Auch Heiji wurde leichenblass, was durch seine dunkle Hautfarbe nur noch mehr auffiel. Conan fand sich zuerst wieder und begrüßte Ran fröhlich, als wäre nichts gewesen. Und wieder tat er es. Wieder machte er gute Miene zum bösen Spiel. Als hätte er sein ganzes Leben lang nichts anderes getan.
Dafür hätte er sich im gleichen Moment selbst ohrfeigen können.
Auch bei der Oberschülerin bildete sich ein freundliches Lächeln. »Hallo Conan!
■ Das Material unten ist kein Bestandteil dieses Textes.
Issue #1208, opened 2018-02-22
Temporary windows still close after script run


Jaykul:
If I configure `"createTemporaryIntegratedConsole": true` in a particular configuration in the launch.json ...
then consoles launched via that config stay open. 

But if I set my workspace settings to
```json
"powershell.debugging.createTemporaryIntegratedConsole": true
```

The new console is created, but still closes after run.

### System Details
Windows 10
VS Code Insiders 1.21 (2018-02-21)
PowerShell extension version: 1.6

I can attach more logs or whatever if you need them, but I have a feeling they're redundant in this case.

rkeithhill:
No need for logs.  Got the problem spotted and fixed.  Will be in next update.

PR #1209, opened 2018-02-23
Set createTempIntCon when createing launch config for Pester test

rkeithhill:
Fixex #1208

### DIFF
--- a/src/features/PesterTests.ts
+++ b/src/features/PesterTests.ts
@@ -7,6 +7,7 @@ import vscode = require("vscode");
 import Window = vscode.window;
 import { IFeature, LanguageClient } from "../feature";
 import { SessionManager } from "../session";
+import Settings = require("../settings");
 import utils = require("../utils");
 
 export class PesterTestsFeature implements IFeature {
@@ -33,6 +34,7 @@ export class PesterTestsFeature implements IFeature {
     private launchTests(uriString, runInDebugger, describeBlockName?) {
         const uri = vscode.Uri.parse(uriString);
         const currentDocument = vscode.window.activeTextEditor.document;
+        const settings = Settings.load();
 
         const launchConfig = {
             request: "launch",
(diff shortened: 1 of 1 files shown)


src/features/PesterTests.ts
```diff
@@ -47,6 +49,7 @@ export class PesterTestsFeature implements IFeature {
             ],
             internalConsoleOptions: "neverOpen",
             noDebug: !runInDebugger,
+            createTemporaryIntegratedConsole: settings.debugging.createTemporaryIntegratedConsole,
```
daviwil: Should the setting only be used when runInDebugger is true?  I could go either way

rkeithhill: I think there is benefit in being able to run tests in a fresh session.

daviwil: Maybe if "runInDebugger" is false we can use a different title?  That was short-sighted on my part

daviwil: Or `[TEMP]` just to be extra clear, but anything works

rkeithhill: I wish the VSCode folks would make this dropdown a tad wider:
image
What do you think?

rkeithhill:
Which specific comment?  

Right now, the behavior is that whether you are running Pester tests or debugging, if  `powershell.debugging.createTemporaryIntegratedConsole` is set to `true`, either of these operations happen in the terminal window `[TEMP] PowerShell Integrated Console`.  That terminal window sticks around until the next Pester test run or debug session at which time the existing PowerShell process is closed and recreated, attached to a new VSCode terminal window with the exact same name.  `[TEMP] PowerShell Integrated Console` is effectively the one and only terminal window for `"powershell.debugging.createTemporaryIntegratedConsole": true`  even though the associated PowerShell process changes with each run.  I think that is what we want but if not, let me know.

tylerl0706:
Sorry, the comment on changing `dbg` to `temp`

Hallo Heiji! Das ist ja eine angenehme Überraschung, dass du uns mal wieder spontan besuchen kommst. Kazuha hast du nicht mitgebracht?«
Heiji befreite sich ebenfalls aus seiner Starre und stand ihr Rede und Antwort. »Nein, ich bin hier wegen eines Falls, der sich bis nach Tokyo erstreckt hat und wollte Kazuha da nicht unbedingt mitnehmen. Ja, und da habe ich mir gedacht, dass ich euch mal einen kurzen Besuch abstatte.«
»Du hast sicher Hunger, oder? Ich koche uns gleich mal etwas.« Gut gelaunt verschwand Ran in die Küche.
Die beiden Detektive tauschten einen erleichterten Blick aus. Zum Glück schien sie nichts von ihrem vorherigen Gespräch mitbekommen zu haben.
Das hätte gewaltig ins Auge gehen können. Da waren sie gerade noch einmal glimpflich davongekommen und hatten wohl mehr Glück als Verstand.